Associate Principal Scientist, Pharmaceutical Sciences
Andrew Poulton after completing my PhD in organometallic synthesis in 2004 I work as a post doc on asymmetric synthesis until joining AstraZeneca as a senior analytical scientist in 2006.
During my time at AstraZeneca I have contributed and led analytical aspects for numerous drug projects across the portfolio including Tagrisso which achieved progression from FTIH to successful Regulatory approval in 2y 8 months.
In 2015 I moved into Pharmaceutical Sciences supporting projects from preclinical to phase IIb. In this role I have worked across a broad range of therapy areas and modalities including Antisense oligonucleotides and (currently) antibody drug conjugates.
For the last 5 years or so I have been a member of the AZ impurities advisory group (IAG) which oversees and advises AZ globally on all aspects of impurity control including mutagenic impurities.
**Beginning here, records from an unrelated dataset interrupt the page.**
PR #5212, opened 2018-03-06
Add webcam controls menu in video button.

### LINKED ISSUE #5160: Implement menu offering webcam control
screenshot from 2018-02-20 11-31-28

Note that the "swap" functionality is a separate task

Tainan404:
closes #5160.

asdasdasdasasddasd


bigbluebutton-html5/public/resources/images/video-menu/icon-swap.svg
```diff
@@ -0,0 +1,32 @@
+<?xml version="1.0" encoding="UTF-8"?>
```
OZhurbenko: I think these 2 icons should be imported from bigbluebutton-font (or added there first if they are not there yet)
@tylercopeland what do you think?
[Icon 1](https://github.com/Tainan404/bigbluebutton/blob/be04f6c701fc982a3f527d3e32391dd40601593b/bigbluebutton-html5/public/resources/images/video-menu/icon-swap.svg) [Icon 2](https://github.com/Tainan404/bigbluebutton/blob/be04f6c701fc982a3f527d3e32391dd40601593b/bigbluebutton-html5/public/resources/images/video-menu/icon-webcam-off.svg)

oswaldoacauan: I dont think thats possible unless we use 2 different icons, since this image has 3 colors.

tylercopeland: @OZhurbenko I agree with @oswaldoacauan. I'm not sure if the the icon-font can / should support a complex illustrations like this. I'd have to test it out. 

@GhaziTriki what are your thoughts on this? Is this something we should look into doing? 

@OZhurbenko @oswaldoacauan for context, @GhaziTriki has a ton of experience building fonts and he supported me with the creation of the bbb icon font.

capilkey: If the middle part was the same colour as the background you would be able to get away with a font icon, but you definitely can't do three colours with a font. A complex graphic is better as a custom SVG I think.

OZhurbenko:
@antobinary keyboard navigation seems to be missing in this pull request for the new menu.
Is it something that somebody else will add later?

antobinary:
@OZhurbenko Let's do keyboard navigation in another PR. We want to merge this one as soon as possible so it does not block the video swap work

oswaldoacauan:
@OZhurbenko for accessibility the direction doesn't really matter for SR users. The keyboard navigation is the same for horizontal/vertical menus.

bigbluebutton-html5/imports/ui/components/video-dock/video-menu/container.jsx
```diff
@@ -25,13 +45,33 @@ export default withTracker((params) => {
...
 
+  const isConecting = (!isSharingVideo && isConnected);
+  const isLocked = (LockCam && userLocked) || webcamOnlyModerator;
+  const isDisabled = isLocked
+      || isWaitingResponse
+      || isConecting
+      || enableShare;
+
+  const baseName = Meteor.settings.public.app.basename;
+  const videoItems = [
```
OZhurbenko: These objects shouldn't be created in the `withTracker`.
Pass down the dynamic data that Meteor has to track and then construct these objects further down the road.

bigbluebutton-html5/imports/ui/components/video-dock/video-menu/container.jsx
```diff
@@ -25,13 +45,33 @@ export default withTracker((params) => {
...
   const userLocked = mapUser(user).isLocked;
 
+  const isConecting = (!isSharingVideo && isConnected);
+  const isLocked = (LockCam && userLocked) || webcamOnlyModerator;
+  const isDisabled = isLocked
+      || isWaitingResponse
+      || isConecting
+      || enableShare;
+
+  const baseName = Meteor.settings.public.app.basename;
```
OZhurbenko: Could you move this to the service, please?
As well as `Meetings.findOne`, `Users.findOne` and other collection interactions from above.
We shouldn't interact with the collections right here.

bigbluebutton-html5/imports/ui/components/video-dock/video-menu/container.jsx
oswaldoacauan: I kinda disagree with this point. By having those itens upper on the scope it will be much easier to integrate when we actually add the functionality and multiple layout types.

OZhurbenko: "Easier to integrate" by defining onClick handlers, labels and descriptions in the Meteor Reactive `withTracker`? How does it help exactly?

oswaldoacauan: The list will depend upon on another service when the other layout comes. Moving it to the Container component instead of the tracker does the job.

OZhurbenko: Sure, that's what I'm talking about, moving it to the container.

oswaldoacauan: Oh, I thought you wanted them to be moved to the `JoinVideoOptions` bellow the container. :+1:

OZhurbenko:
@oswaldoacauan sorry, missed your comment. What does it have to do with the screen readers?
For horizontal menus users would expect to navigate using left/right arrows, not up/down, and that's what is missing here.

antobinary:
Hey @OZhurbenko ! We were talking about this and it seems there is not much difference between up-down vs right-left in terms of functionality. The elements are still accessible.

antobinary:
@Tainan404 can you reproduce

```There is one more thing that needs to be done, could you correct the cellphone / tablet views for this menu?
It looks like they are not displayed as expected.
``` 

 by @OZhurbenko ?

antobinary:
Actually I would much prefer merging the PR as is and addressing the mobile case in a subsequent pull request if needed. I would argue that what we have now on mobile is fine but we would need to discuss it either way.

My focus has been on control and specifications of impurities during clinical development and more recently the development of nitrosamine risk assessments in the clinical phase.
DAY 1: NOVEMBER 30th, 2023
SESSION: Nitrosamines, industry perspective
◆ Understanding of the evolution of the issue – Valsartan to NDSRIs.
◆ Current risks – progress against deadlines.
◆ Areas of uncertainty and their impact.
◆ Where will we be in 12 months times.